12. The non-transitory computer readable storage medium of claim 11, wherein each image sample is labeled with ground truth illumination, and wherein the camera-specific loss function measures angular loss between the ground truth illumination and estimated illumination.

13. The non-transitory computer readable storage medium of claim 8, wherein the first camera comprises a new camera not included in the plurality of cameras.

14. The non-transitory computer readable storage medium of claim 8, wherein performing the meta-training comprises batch training, and wherein a respective batch comprises multiple randomly selected training tasks.
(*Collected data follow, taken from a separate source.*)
PR #490, opened 2021-11-10
Remove extra space in Burmese language name

jpnurmi:
Removing the extra space fixes the sorting order of the language names.
According to Ubiquity, Burmese is not expected to be the first language
but somewhere at the bottom.

There is an extra 0x20 in Ubiquity's languagelist where the language
name was imported from:

https://git.launchpad.net/ubiquity/tree/d-i/source/localechooser/languagelist#n75

### DIFF
--- a/packages/ubuntu_wizard/lib/src/l10n/ubuntu_localizations_my.dart
+++ b/packages/ubuntu_wizard/lib/src/l10n/ubuntu_localizations_my.dart
@@ -11,7 +11,7 @@ class UbuntuLocalizationsMy extends UbuntuLocalizations {
   String get countryCode => 'MM';
 
   @override
-  String get languageName => ' ﻿မြန်မာစာ';
+  String get languageName => '﻿မြန်မာစာ';
 
   @override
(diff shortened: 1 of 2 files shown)


jpnurmi:
| Before | After | Ubiquity |
|---|---|---|
| Screenshot from 2021-11-10 15-22-42 | Screenshot from 2021-11-10 15-18-17 | image |

jpnurmi:
image

jpnurmi:
> fixes the sorting order of the language names

Well, to some degree, at least. The order is still not identical to Ubiquity, but that's a different issue. I don't even know which one is correct and perhaps that's not even important. :)

With this, all the "exotic" language names end up at the bottom. Burmese being at the top caught my attention.

seb128 (approved):
Thanks, that's a nice catch. I wonder if ubiquity strip spaces to get the right sorting, not that it matters for the fix, removing the space is right and it seems Debian did the same in https://salsa.debian.org/installer-team/localechooser/-/commit/c443fdb88

PR #500, opened 2021-11-12
Tests: add shared tester.buildApp() to reduce boilerplate

jpnurmi:
A similar buildApp() helper was in most page tests. Since setting up
the wizard and its routes is an irrelevant detail for widget tests,
share the logic in one place. Also, when FlavorData will be taken into
use, it doesn't need to be sprinkled all around the tests.


oSoMoN:
LGTM, removing a lot of duplicated code is always satisfactory :)

PR #508, opened 2021-11-16
Correct installer page routes and conditions

jpnurmi:


jpnurmi:
Adapted from https://miro.com/app/board/o9J_klzAnOw=/

image

jpnurmi:
P.S. There will be an integration test for navigating through all the possible routes: https://github.com/canonical/ubuntu-desktop-installer/pull/283

packages/ubuntu_desktop_installer/lib/installer.dart
```diff
@@ -200,17 +194,34 @@ class _UbuntuDesktopInstallerWizardState
         ),
         Routes.selectGuidedStorage: WizardRoute(
           builder: SelectGuidedStoragePage.create,
-          onNext: (settings) => Routes.writeChangesToDisk,
+          onNext: (_) =>
+              (!model.hasEncryption) ? Routes.writeChangesToDisk : null,
```
oSoMoN, line 198: Minor style nit: other such conditionals in this file do not enclose the negated attribute in parentheses.

oSoMoN (approved):
Just a minor style nit, otherwise LGTM, feel free to merge.

packages/ubuntu_desktop_installer/lib/installer.dart
jpnurmi: Good spot, thanks. One more character and it would fit on one line. :) I wanted to have it negated to be able to organize the routes so that the conditions can be "if something, skip to route" and it jumps over any routes in between. The null fallback lets it continue to the next route regardless of what it is.

oSoMoN: Yes, that looks good, and I find it quite readable.

PR #509, opened 2021-11-16
Add Routes.initial for convenience

jpnurmi:
Even though there's a --initial-route command-line argument, it's often
easier and faster to edit the initial route on the fly and hot restart
the app, especially if the app is already running anyway.

Definiting the initial route in routes.dart makes it quick to find and
edit the initial route, rather than searching for it in installer.dart.


oSoMoN:
Good idea!

PR #1053, opened 2022-08-11
Sort translated keyboard layout names

jpnurmi:
| Before | After |
|---|---|
| Screenshot from 2022-08-11 16-34-49 | Screenshot from 2022-08-11 16-33-48 |


CarlosNihelton (approved):
LGTM 👍

PR #1058, opened 2022-08-12
Post-install scripts

jpnurmi:
- Network: `/etc/NetworkManager/system-connections/*`
- Bluetooth: `/var/lib/bluetooth`
- Desktop (dconf) settings for the `ubuntu` user:
  - `/org/gnome/desktop/a11y`
  - `/org/gnome/desktop/interface`
  - `/org/gnome/desktop/peripherals`
  - `/org/gnome/desktop/wm`

### DIFF
--- a/snap/local/postinst.d/10_copy_bluetooth_config
+++ b/snap/local/postinst.d/10_copy_bluetooth_config
@@ -1,0 +1,11 @@
+#!/bin/sh
+set -e
+
+target=/target
+source_bluetooth=/var/lib/bluetooth
+target_bluetooth=$target/$source_bluetooth
+
+if [ -d $source_bluetooth ]; then
+    rm -rf $target_bluetooth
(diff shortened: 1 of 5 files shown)


jpnurmi:
@seb128 I bundled post-install scripts in the snap for easy testing, but would it be better to have them on the image so that flavors can easily extend?

seb128 (approved):
Thanks, that sound reasonable. I didn't try to think about the details of which gsettings keys we need exactly but it is a start point and we can iterate from there. 

It would make sense to move the script to the ISO but the snap makes it easier to iterate and we don't expect any flavor to start using the new installer this cycle so let's include it in the snap for now and once it's confirmed to do what we want we can move it next cycle

jpnurmi:
Thanks! I tried to make the settings export generous and dump any explicit set a11y, keyboard, and theme-related values but I'm sure there's more.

15. A computer system, comprising:

a processor; and

a storage device coupled to the processor, wherein the storage device storing instructions which, when executed by the processor, cause the processor to perform a method for white balancing images, the method comprising:

obtaining labeled red, green, and blue (RGB) image samples captured by a plurality of cameras;

generating a plurality of training tasks, wherein a respective training task is associated with RGB image samples captured by a corresponding camera;

performing meta-training over the plurality of training tasks to obtain a 10 meta model, wherein parameters of the meta model are optimized based on a global loss function;

obtaining an image captured by a first camera;

fine-tuning the meta model using labeled RGB image samples captured by the first camera to obtain a fine-tuned model specific to the first camera; and

implementing the fine-tuned model to white balance the image.

16. The computer system of claim 15, wherein the method further comprises extracting features from each RGB image sample by computing a two-dimensional (2D) log-chrominance histogram.

17. The computer system of claim 16, wherein computing the 2D log-chrominance histogram comprises computing chrominance components of each pixel in the RGB image sample based on RGB values of the pixel.

18. The computer system of claim 15, wherein the respective training task comprises a regression task based on a camera-specific loss function.

19. The computer system of claim 18, wherein each image sample is labeled with ground truth illumination, and wherein the camera-specific loss function measures angular loss between the ground truth illumination and estimated illumination.

20. The computer system of claim 15, wherein performing the meta-training comprises batch training, and wherein a respective batch comprises multiple randomly selected training tasks.